3. How It All Relates (Keeping the Restaurant Balanced)

  • Cluster = The entire restaurant.
  • Nodes = Your cooks (data nodes) plus any head chefs (master nodes).
  • Indexes = Specific menus or categories of dishes you serve.
  • Shards = Individual cooking stations that handle a slice of a menu.
  • Hot Storage = The main fridge and pantry holding regularly used ingredients (hot data).

By balancing the number of stations (shards) with the number of cooks (nodes), you keep the restaurant efficient. Having hot storage means all the frequently accessed ingredients are at arm's reach. If you had warm or cold storage, it'd be akin to storing less popular or older ingredients in a distant pantry.

4. Building a Buffer into Your "Ingest Pipeline" (Smoothing Out Rush Hours)

4.1 What is the Ingest Pipeline?

  • When new ingredients arrive at the restaurant or new "orders" (documents to index) come in, they have to be processed before they're fully available on the menu. This flow—from receiving the raw ingredient to storing it in the fridge—is the ingest pipeline.

4.2 Why Buffering Matters

  • If your restaurant suddenly gets a massive delivery of ingredients during peak dinner service, your cooks (data nodes) might get overwhelmed trying to store or prepare them all immediately. Two general strategies exist:
    • Scale Up: Add more cooks and bigger storage to handle these spikes at full speed. This is expensive and might be overkill if spikes are rare.
    • Build a Buffer: Accept deliveries in a "waiting room" (an S3 bucket or a queue) to handle them gradually. This buffer is like a short-term holding area where you offload the initial surge.

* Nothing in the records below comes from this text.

PR #247, opened 2021-04-30
Update Spark to version 3.1.1

lbulej:
This skips version 3.0.2 and goes directly to 3.1.1. There are no compilation issues and the apache-spark benchmarks execute normally. It might (but I did not check) with JDK compatibility issues. The attached CSV files show the times of the first iteration on OpenJDK 1.8.0_282 (just to show that it does not crash).

[spark301.csv](https://github.com/renaissance-benchmarks/renaissance/files/6404991/spark301.csv)
[spark311.csv](https://github.com/renaissance-benchmarks/renaissance/files/6404992/spark311.csv)

I think that until we freeze for a release, we should stay up-to-date whenever possible.


farquet (approved):
Cool, that's very up to date :)

lbulej:
Do you have any idea what's wrong with the OpenJDK9 on Mac? For some reason, the CI cannot move past the bundle stage on that platform due to some certificate issues when downloading something as rudimentary as sbt-git-javadoc. I have restarted the builds several times now, but to no avail.

lbulej:
A bit of investigation (but no final solution yet) in #249

farquet (approved):
LGTM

Then, you feed ingredients into the main fridge at a manageable rate.

4.3 How to Implement a Buffer

  • Buffer Location: An S3 bucket or a queue system (like Amazon SQS or a custom queue). Think of it as a secondary storage room near your loading dock.
  • Flow Control: Automated systems (like Lambda or OpenSearch Ingestion) that pull ingredients from the buffer into the main fridge (your OpenSearch hot storage) at a steady pace. You can tune how fast or slow this "intake" goes.
  • Trade-Off: If data freshness is crucial and you need new ingredients instantly ready for the cooks, you might limit buffering. But if you can tolerate a small delay, buffering saves you money and prevents chaos in the kitchen.

5. Putting It All Together

  • Cooks (Data Nodes) = Handle day-to-day cooking (index and query requests).
  • Head Chef (Dedicated Master) = Coordinates big decisions but usually doesn't cook.
  • Cooking Stations (Shards) = Each station handles a slice of your menu (index).
  • Hot Storage (Main Fridge) = Fast, easily accessible storage for active data.
  • Shard Sizing & Distribution = Keep stations well-proportioned, so no single cook is overloaded.
  • Buffering = Smooths out deliveries (indexing spikes), so you don't drown in new orders during rush hour.